I provide Location Advice to owners and occupants of industrial buildings in Southern California. Approximately 3/4 of my activity is in leasing and lease renegotiation…either on behalf of a landlord (owner) or tenant (occupant).
In my experience there at least five “gotcha” issues that should be addressed in any lease agreement. In my layman’s opinion, The AIR lease addresses these issues quite thoroughly…with a few tweaks. In the case of an owner generated lease, the issues vary in their treatment.
The five issues are:
1. Operating Expenses
2. Capital Expenditures
3. Subordination, Non-Disturbance, and Attornment (SNDA)
4. Rent Increases
I will define each issue, and suggest “asks” during the lease negotiation. This is a layman’s review as a CRE practitioner and should not alleviate the need to have all legal documents reviewed by counsel. These issues are from a California perspective and may vary by state.

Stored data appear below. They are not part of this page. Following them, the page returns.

PR #866, opened 2015-09-26
Allow passwords to be provided using a function

arekinath:
This patch allows the `password` parameter, when given in a connection settings object, to be a function instead of a string. Example:

```js
var pg = require('pg');
var fs = require('fs');
var connOpts = {
  host: 'somehost',
  database: 'test',
  user: 'test',
  password: getPassword
};
pg.connect(connOpts, function (err, client, done) {
  ...
});

function getPassword(params, cb) {
  fs.readFile('some_pw_file', function(err, data) {
    if (err)
      cb(err);
    else
      cb(null, data.toString());
  });
}
```

This enables applications to provide their own mechanism for reading in (eg from a disk file) or calculating a password at the time of connection rather than in advance before setting up a pool.

Note that this works fine with pools, because `JSON.stringify()` on an object with a function-type member simply skips the function in its output.

I've also added tests for this feature, and amended a few old tests to make sure the code I changed still works.

The reason I personally want this is to be able to use one-time passwords with a postgres server, which have to be different each time you start a new connection (on the postgres side this is implemented by using LDAP auth, and the LDAP server supports the one-time password scheme), but it could also be useful:
 * in a situation where you want to change the password for a user without having to restart your application (it would always read the latest one), or
 * where you're not sure when/if you will use the postgres connection and you want to delay getting the password until you actually need it.

Let me know what you think.

### DIFF
--- a/lib/client.js
+++ b/lib/client.js
@@ -63,16 +63,27 @@ Client.prototype.connect = function(callback) {
 
   function checkPgPass(cb) {
     return function(msg) {
-      if (null !== self.password) {
+      if (self.password !== undefined && self.password !== null) {
         cb(msg);
-      } else {
-        pgPass(self.connectionParameters, function(pass){
-          if (undefined !== pass) {
-            self.connectionParameters.password = self.password = pass;
-          }
-          cb(msg);
-        });
+        return;
       }
+      self.connectionParameters.getPassword(function (err, pw) {
+        if (err) {
+          self.emit('error', err);
+          return;
+        }
+        self.password = pw;
+        if (null !== self.password) {
+          cb(msg);
+        } else {
+          pgPass(self.connectionParameters, function(pass){
+            if (undefined !== pass) {
+              self.password = pass;
+            }
+            cb(msg);
+          });
+        }
+      });
     };
   }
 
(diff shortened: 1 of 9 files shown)


arekinath:
It looks like the node 4.1 builds are failing because of issues in `nan` -- this is the same as on `master`?

brianc:
I really dig this!  I'll try to figure out why the 4.1 build is failing...it is passing for me locally. The native changes are such a pain some times!

brianc:
Alrighty - i fixed the travis errors on the master branch - could you rebase this one on top of that now? It should work great after that.  The code looks good & I'm happy to merge once the tests pass! Thanks a ton for the help here too. :+1:

arekinath:
I rebased, but still getting the nan errors. It looks like the last build of `master` failed again, too -- https://travis-ci.org/brianc/node-postgres/builds/82570813

(yay native)

brianc:
I appreciate the thought & work that went into this, but coming back after a long break & looking at it, I think the best approach to this situation is actually to read the password out of whatever system it's stored in (disk, db, whatever) *before* you initialize postgres.  I think this library already supports an overwhelming number of ways to configure clients & this adds more permutations.  I think the functionality is definitely useful, but should probably live in your code base or in a separate module.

1. Operating Expenses (Industrial):
Operating expenses, also known as Op Exes are the expenses that an owner incurs in the operation of a property. These expenses include, but may not be limited to, property taxes; property insurance; maintenance of the foundation, roof, and walls; landscape maintenance; maintenance of the building’s systems…plumbing, electrical, HVAC, etc.; utilities; occupants share of the amortized capital expenditures, etc. The costs are sometimes referred to as NNN expenses or “gross-ups”. These expenses vary greatly based upon an owner’s management preferences but are largely skewed by the amount of property taxes. If you negotiate a NNN lease, the costs are paid in addition to your rent…either as due or monthly. If the lease is an industrial gross lease, the base year op exes are included in the base rent. I suggest postponing the base year until the first full year after the commencement of the lease. If the lease commences in February, this is a tough ask. If the lease commences in October…not so much. I suggest asking for a cap on the increases in op exes over the base year.
2. Capital Expenditures:
Capital Expenditures are expenses that are largely non recurring such as roof replacement, parking lot replacement, drive and landscape modifications, etc. I suggest there be a mechanism in the lease to specify that any expense that exceeds 50% of the cost to replace a capital system (roof), be the responsibility of the owner and the cost be amortized over 12 years at an agreeable rate of interest.
3. Subordination, Non Disturbance, and Attornment:
This is defined as the financing holder’s means of securing their interest and the outcome of any foreclosure. Also known as an SNDA, this clause causes the lease to be subordinate to existing and future financing that is placed on the property. As a tenant, a request that the lease be non-disturbed (terms not modified), should be sought in return that the tenant agrees to attorn (recognize) an owner that becomes the owner through the foreclosure of the underlying debt. Requiring ALL of these is important in my opinion…especially during economic times that could suggest a high likelihood of foreclosure. I suggest that the lease clearly provide for ALL of the components…S, ND, and A, and that where possible the lender be persuaded to sign an SNDA recognizing the lease.
4. Rent Increases:
These are defined as increases in the rental schedule during the term of the lease. Generally the increases are throughout the term of the lease and could vary based upon the change that occurs in the CPI or some other index. Caps and Floors are always suggested to hedge against a rampant inflationary increase.
Former and existing cabling removal, ADA requirements (and who is responsible), city permitting, subleasing and assigning, rent abatement vs FREE rent, and options to extend and purchase. All should be carefully vetted, and when necessary, negotiated.